On Sat, Feb 23, 2013 at 7:57 PM, Jim Manico <jim.manico at owasp.org> wrote:

> I agree 100% with you and Tom on this
> - we need to convert this into a real policy. I'm working on draft 1
> of a more prescriptive policy around brand use and vendor relations.
> On it.
>
> Now, besides that future policy there is the law of being a 501c3
> board member in the US, which is always going to be there regardless
> of our policy. Read more on that below. It's a good read and stands
> true regardless of our policy.
>
> One thing that is very clear in the law is the fiduciary
> responsibility of a non profit board. When a board member acts towards
> our volunteer membership in a way is harmful, especially in a way that
> financially benefits that board member, this is in #1 core violation
> of a non profit board member that can get that member legally removed
> from the board.
>
> --
> Jim Manico
> @Manicode
> (808) 652-3805
>
> On Feb 23, 2013, at 2:44 AM, Eoin <eoin.keary at owasp.org> wrote:
>
> > Jim, the majority of what you are saying is agreeable.

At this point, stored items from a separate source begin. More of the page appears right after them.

PR #10626, opened 2018-02-12
removed equals override to not require more overrides in subclasses

basisbit:
this equals method only executes what the default Object.equals does anyways, but causes code smell warnings in eclipse / sonarqube or similar static code analysis once you extend anything related to the AbstractClientConnector.
Also, we don't see how this "isThis" function would help resolving 14639 / #5655 .

---
This change is [Reviewable](https://reviewable.io/reviews/vaadin/framework/10626)

### DIFF
--- a/server/src/main/java/com/vaadin/server/AbstractClientConnector.java
+++ b/server/src/main/java/com/vaadin/server/AbstractClientConnector.java
@@ -1036,53 +1036,6 @@ public abstract class AbstractClientConnector
         this.errorHandler = errorHandler;
     }
 
-    /*
-     * (non-Javadoc)
-     *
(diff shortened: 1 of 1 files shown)


elmot:
The functionality of the code is to "reverse" the comparison "direction". And that is the way how it helps with CDI proxies.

We need to put
> much of the below conditions of board membership in the appropriate ethical
> documents which are part of the definition, roles and responsibilities of
> leader and board membership.
> >
> >
> >
> > Eoin Keary
> >
> > Owasp Global Board
> >
> > +353 87 977 2988
> >
> >
> > On 23 Feb 2013, at 04:53, Jim Manico <jim.manico at owasp.org> wrote:
> >
> >> Thank you for speaking out, Josh.
> >>
> >> Switching to the board list. Here is a great ethics resource to
> consider as board members. To your point, Tom, the takeaway on vendor
> neutrality here is: "Institute a system of checks and balances to
> circumvent actual or potential conflict of interest, beginning with well
> defined operating policies on all matters that might lead to conflict."
> >>
> >> http://www.boardsource.org/Knowledge.asp?ID=3.389
> >>
> >> Q&As
> >> How does a nonprofit safeguard against organizational conflict of
> interest?
> >> When the personal or professional concerns of a board member or a staff
> member affect his or her ability to put the welfare of the organization
> before personal benefit, conflict of interest exists. Nonprofit board
> members are likely to be affiliated with many organizations in their
> communities, both on a professional and a personal basis, so it is not
> unusual for actual or potential conflict of interest to arise.
> >>
> >> Why must we be concerned about conflict of interest?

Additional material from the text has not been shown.